La Chronique Agora

La bulle du pétrole, une illusion de plus ?

▪ 2014 touche à sa fin. Il fait de plus en plus sombre à cette époque de l’année. La Fed ne semble pas en mesure d’y faire quoi que ce soit.

Dans moins d’une semaine, nous connaîtrons le jour le plus court de l’hémisphère nord. Ensuite, le sol invictus reprendra ses droits… et les jours rallongeront jusqu’au 21 juin.

Avant-hier était le premier jour des Saturnales ; le soleil s’efface. Cette fête de la Rome antique était prétexte à un renversement des rôles.
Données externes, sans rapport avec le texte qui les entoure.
PR #788, opened 2023-02-03
[WIP] pulumi aws 2352

t0yv0:


t0yv0:
I'd like to check that in together with the parent PR, so that https://github.com/pulumi/pulumi-terraform-bridge/pull/844 can be rebased on top and demonstrate that it can make the test pass by removing the skip.

AaronFriel (approved):

PR #789, opened 2023-02-04
Accommodate conflict remaps

iwahbe:
Fixes https://github.com/pulumi/pulumi-terraform-bridge/issues/790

Pour une fois, les maîtres servaient leurs esclaves — et tous profitaient d’une journée de jeux et d’ivresse.

A Washington, un groupe d’hommes en costume prenait le petit-déjeuner à une table voisine de la nôtre :

"Nous avons une bien meilleure chance aujourd’hui".
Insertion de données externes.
PR #805, opened 2023-02-10
Fix schema cache poisoning for colliding provider versions

### LINKED ISSUE #801: Bridge versions 3.39.x occasionally missing examples during generation
Reproduced in azure-classic in this PR: https://github.com/pulumi/pulumi-azure/pull/1205

- Downgrading to 3.38.1 resolves the issue.
- Using both 3.39.0 and 3.39.3 introduces unreliable generation.

Having performed a clean build locally, CI will fail with dirty working tree due to generation behaviour being inconsistent.

t0yv0:
Fixes #801 

Looks like this bug was around for a bit but it only manifests as dropped examples in provider builds when 2+ providers accidentally have the same version.

### DIFF
--- a/pkg/tfgen/generate.go
+++ b/pkg/tfgen/generate.go
@@ -772,16 +772,13 @@ func NewGenerator(opts GeneratorOptions) (*Generator, error) {
 	}
 
 	return &Generator{
-		pkg:          pkg,
-		version:      version,
-		language:     lang,
-		info:         info,
-		root:         root,
-		providerShim: providerShim,
-		pluginHost: &cachingProviderHost{
-			Host:  host,
-			cache: map[string]plugin.Provider{},
-		},
+		pkg:              pkg,
+		version:          version,
+		language:         lang,
+		info:             info,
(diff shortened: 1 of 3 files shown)


lukehoban:
Can we add test coverage?

Notably - had https://github.com/pulumi/pulumi-terraform-bridge/commit/c12dcdbc79f2a86c4459ed4ea46c220d00ca64f6 had tests included they nearly certainly would have caught this before we shipped it 2 years ago.

t0yv0:
I'm wondering if this wrapper even needed? Does platform have in-mem caching facilities in the provider host we can use here? Is the underlying host doing caching already.

t0yv0:
Couldn't figure out quickly if caching is redundant, but tests are easy to add so tests are added.

Frassle (approved):
> Couldn't figure out quickly if caching is redundant, but tests are easy to add so tests are added.

I had a quick look at this as well, it doesn't look like platform exposes anything for this so I think this fix is the right one for now.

"Oui… j’ai parlé à Mitchell… Je pense qu’on peut faire passer ça cette fois-ci. Mais il faut être patient".

"Bon sang, ça fait trois ans qu’on attend".

"Oui, mais c’était avant novembre… on a une bien meilleure chance maintenant".
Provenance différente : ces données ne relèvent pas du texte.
PR #808, opened 2023-02-14
PF: Support Tuple Type

### LINKED ISSUE #730: [Plugin Framework] Support Tuple type
## Hello!

## Issue details

Terraform Plugin Framework allows providers to specify types of properties as a Tuple (known length, known element types). Bridged Pulumi providers should support working with such properties.

iwahbe:
Fixes #730

This PR currently supports value conversion between TF Tuples and Pulumi Objects. Schema generation is not yet supported.


t0yv0:
Good job on finding the convert bit and adding tests!

The other important bit is support of schema generation for tuple types. This will also force to think about which representation would work..


An approach I would take here is taking a look at this test:

- https://github.com/pulumi/pulumi-terraform-bridge/blob/master/pf/tests/testdata/basicprogram/Pulumi.yaml#L5
- run it as part of `make test.integration`
- the Go wrapper is https://github.com/pulumi/pulumi-terraform-bridge/blob/master/pf/tests/integration/program_test.go#L32

This test has been carrying a lot of the end-to-end tests on the serializers for various types so feels good to extend with one more case. TO extend the test:

- add a property to https://github.com/pulumi/pulumi-terraform-bridge/blob/master/pf/tests/internal/testprovider/testbridge_resource_testres.go of a tuple type (or if this gets nasty, add another resource just to test tuples)

- use this resource in basicprogram/Pulumi.yaml

- code some asserts in  basicprogram/Pulumi.yaml that it turns around


🙇

pf/internal/convert/encoding.go
```diff
@@ -268,15 +269,30 @@ func (e *encoding) deriveEncoder(typeSpec *pschema.TypeSpec, t tftypes.Type) (En
...
 	case "array":
-		lt, ok := t.(tftypes.List)
-		if !ok {
-			return nil, fmt.Errorf("expected a List, got %s", t.String())
-		}
-		elementEncoder, err := e.deriveEncoder(typeSpec.Items, lt.ElementType)
-		if err != nil {
-			return nil, err
+		switch t := t.(type) {
+		case tftypes.List:
```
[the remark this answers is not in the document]
iwahbe: I shied away from objects, since that would require naming, and `(P1_T1, P1_T2) != (P2_T1, P2_T2)` even if `P1_T1 = P2_T1 = string` and `P1_T2 = P2_T2 = int`, which will be confusing (either at runtime or compile time, depending on the language). I'll try an object iteration on this, since I agree it preserves type information while lists do not, but I'm concerned python users will complain that `pkg.mod.StringIntTuple("string", 0)` is absurdly verbose compared to `"string", 0`.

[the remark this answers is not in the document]
t0yv0: Well Python has native tuples, so perhaps a feature request we could make upstream to the Pulumi schema to support tuple types natively and map them to Python tuples, or perhaps more precariously to magic-recognize encoded tuples in the Python encoding so that Python tuples are supported as tuples.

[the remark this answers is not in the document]
t0yv0: The request would need some motivating examples though.. So far I've not seen this feature widely used, but we need more providers. From what we know today it sounds like preserving type info in the projection is worth it and worth some awkwardness, with the awkwardness not affecting too many users because it seems like a rare feature.

iwahbe:
I now convert tuples into objects. There is an end to end test using `basicprogram/Pulumi.yaml` that shows how a tuple is consumed.

pf/tfbridge/provider_plan.go
```diff
@@ -68,5 +70,12 @@ func (p *provider) plan(
 		return nil, err
 	}
 
-	return planResp, nil
+	var diags multierror.Error
```
t0yv0, line 73: Won't block on it but this looks useful.

Does it need to be special cased or it's just a way to handle things? there is this typical stanza I try to convert everything into:

```
if err := p.processDiagnostics(planResp.Diagnostics); err != nil {
   return err
}
```

If that works perhaps your handlers could go into improving processDiagnostics implementation? Multierror sounds useful.

We also need to hook up logging but it's a different ticket.

pf/tests/testdata/basicprogram/Pulumi.yaml
```diff
@@ -86,6 +86,14 @@ resources:
             - port: 22
               handlers:
                 - sshd
+  tupleElementAttrRes:
```
t0yv0, line 89: Brilliant.

pf/tests/internal/testprovider/tuple_type.go
```diff
@@ -0,0 +1,179 @@
...
+
+	"github.com/hashicorp/terraform-plugin-framework/attr"
+	"github.com/hashicorp/terraform-plugin-framework/resource/schema"
+	"github.com/hashicorp/terraform-plugin-framework/types/basetypes"
+	"github.com/hashicorp/terraform-plugin-go/tftypes"
+
+	"github.com/pulumi/pulumi-terraform-bridge/pf/internal/pfutils"
+)
+
+type TupleType struct {
```
t0yv0, line 29: So if I understand this right this code is needed to even use tuples in PF via CustomType hooks.. So users are expected to write this up. Very interesting.

pf/tests/internal/cmd/pulumi-resource-testbridge/schema.json
```diff
@@ -231,6 +256,13 @@
                 "statedir": {
                     "type": "string",
                     "description": "Dir to store pseudo-cloud state in.\n"
+                },
+                "tuplesOptionals": {
+                    "type": "array",
+                    "items": {
+                        "$ref": "#/types/testbridge:index/TestresTuplesOptional:TestresTuplesOptional"
```
t0yv0, line 263: Ah every tuple will generate a named type! That's not ideal.. I think we also have type merging in tfgen. Two structurally identical types will possibly collapse to the same type name so maybe that's good. The name itself is weird though because ideally it'd be a system type. Regardless given our conversations on lack of evidence of prevalence we can shelve this till we find actual use cases.

pf/internal/schemashim/type_schema.go
```diff
@@ -66,6 +66,9 @@ func (s *typeSchema) Elem() interface{} {
 	case types.MapType:
 		contract.Assert(s.nested == nil || len(s.nested) == 0)
 		return newTypeSchema(tt.ElemType, nil)
+	case pfattr.TypeWithElementTypes:
```
t0yv0, line 69: This might match more than tuples, it might match set.; perhaps lift the case types.SetType into a separate match.

pf/internal/schemashim/object_pseudoresource.go
```diff
@@ -119,3 +125,117 @@ func (*objectPseudoResource) Set(key string, value shim.Schema) {
...
+	return newTypeSchema(types[i], r.attrs), true
+}
+
+func (r *tuplePseudoResource) Len() int {
+	return len(r.tuple.ElementTypes())
+}
+
+func (r *tuplePseudoResource) Range(each func(key string, value shim.Schema) bool) {
+	for i, v := range r.tuple.ElementTypes() {
+		k := fmt.Sprintf("t%d", i)
```
t0yv0, line 192: That looks exactly like objectPseudoResource with `t1,t2,t3` no? Or is tuplePseudoResource has slightly different behavior? Curious, ok either way.

pf/internal/schemashim/object_pseudoresource.go
```diff
@@ -28,13 +31,16 @@ import (
 // which assumes schema.Elem() would return either a Resource or a Schema. This struct packages the object field names
 // an types schema through a pseudo-Resource.
 type objectPseudoResource struct {
+	schemaOnly
```
t0yv0, line 34: Neat trick!

pf/internal/schemashim/convert_type.go
```diff
@@ -15,36 +15,43 @@
...
 
 	shim "github.com/pulumi/pulumi-terraform-bridge/v3/pkg/tfshim"
 )
 
 func convertType(typ pfattr.Type) (shim.ValueType, error) {
+	// typ.TerraformType is 1:1 to the TF wire format, and is thus closed to outsider
+	// implementation. This allows us to maintain an exhaustive list of possible types and
+	// values.
+	tftype := typ.TerraformType(context.Background())
+	is := func(typ tftypes.Type) bool { return typ.Is(tftype) }
```
t0yv0, line 33: Is is better than Equal?

pf/internal/schemashim/attr_schema.go
```diff
@@ -91,6 +91,10 @@ func (s *attrSchema) Elem() interface{} {
 		var res shim.Resource = newObjectPseudoResource(tt, s.attr.Nested())
 		return res
 	}
+	if tt, ok := t.(pfattr.TypeWithElementTypes); ok {
```
t0yv0, line 94: Also here worried this will catch more than tuples..

pf/internal/convert/tuple.go
```diff
@@ -0,0 +1,107 @@
+// Copyright 2016-2022, Pulumi Corporation.
```
t0yv0, line 1: It's 2023

t0yv0 (approved):
Looking good, had a few questions and nits.

pf/tests/internal/testprovider/tuple_type.go
iwahbe: I think tuples are less supported than possible right now. Defining our own tuple lets us test our ability to handle the tuple wire format and test support custom types at the same time.

pf/internal/schemashim/type_schema.go
iwahbe: It shouldn't match `set`. According to the documentation, set should implement `pfattr.TypeWithElementType` (sets, lists and map), but not `pfattr.TypeWithElementTypes` (tuple). Note the plural difference.

pf/internal/schemashim/object_pseudoresource.go
iwahbe: It's very similar, but it doesn't involve an `types.ObjectType`. They could probably be unified more cohesively into a `pseudoObjectType[T]` or a type that just holds a map without understanding its origin.

pf/internal/schemashim/type_schema.go
t0yv0: Aha!

pf/internal/schemashim/object_pseudoresource.go
t0yv0: Ah so there is a difference. It's the right call then to have a separate struct. Thanks!

pf/internal/schemashim/convert_type.go
iwahbe: On the types we are using it for, I believe it is equivalent. Conceptually, `Is` is a shallow comparison, while `Equal` is a deep comparison. Since we are using it on inherently shallow types, there is no difference. I can switch back to `Equal`.

pf/internal/schemashim/attr_schema.go
iwahbe: It shouldn't. See the [documentation](https://pkg.go.dev/github.com/hashicorp/terraform-plugin-framework/attr#TypeWithElementTypes) for `pfattr.TypeWithElementTypes`.

It says
> TypeWithElementTypes extends the Type interface to include information about the types of each element. **Element types are part of the definition of a tuple type**.

(emphasis mine)

iwahbe:
Bridge tests are passing. The downstream tests are failing due to gradle upgrading to 8.0.0, which is a known problem unrelated to this PR.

Nous sommes assis dans le hall de notre hôtel, les pieds sur un tabouret — attendant que quelqu’un se présente pour les laver. Pour l’instant, personne ne semble intéressé. Les Saturnales et leur renversement des rôles n’ont pas laissé de traces sur la capitale américaine — pour l’instant.

Maître et esclave… difficile de dire qui est qui. Les esclaves entrent dans l’isoloir et se croient les maîtres.

Ce n’est qu’un aspect du problème de notre démocratie moderne. Maître et esclave… difficile de dire qui est qui. Les esclaves entrent dans l’isoloir et se croient les maîtres. Glissant leur bulletin dans l’urne, ils pensent commander aux "serviteurs de la république".

Mais les bureaucrates, les politiciens et les lobbyistes savent qui est le patron.

▪ Que penser de la chute du pétrole ?
Nous interrompons notre série sur l’investissement. Il se passe tant de choses dans le monde — il nous faut nous tenir au courant. Le plus intéressant, d’un point de vue financier, est l’effondrement du prix du pétrole.

"La chute des prix du brut menace de mort 1 000 milliards de dollars de projets énergétiques", braille un titre du Financial Times.

Plus bas en première page :

"La Russie fait grimper les taux d’intérêt à 17% dans une stratégie choc pour soutenir le rouble".

Les puits de pétrole, le gaz de schiste, l’économie russe — tous sont en danger

Les puits de pétrole, le gaz de schiste, l’économie russe — tous sont en danger. Les prix ne sont pas assez élevés pour justifier de nouveaux investissements ou opérations.

Imaginez que vous ayez lourdement emprunté pour forer des puits de pétrole. Vous devez rembourser votre dette, que les prix chutent ou non. Que faites-vous ? Vous pompez tout ce que vous pouvez ! Et l’augmentation de l’offre pèse plus encore sur les prix.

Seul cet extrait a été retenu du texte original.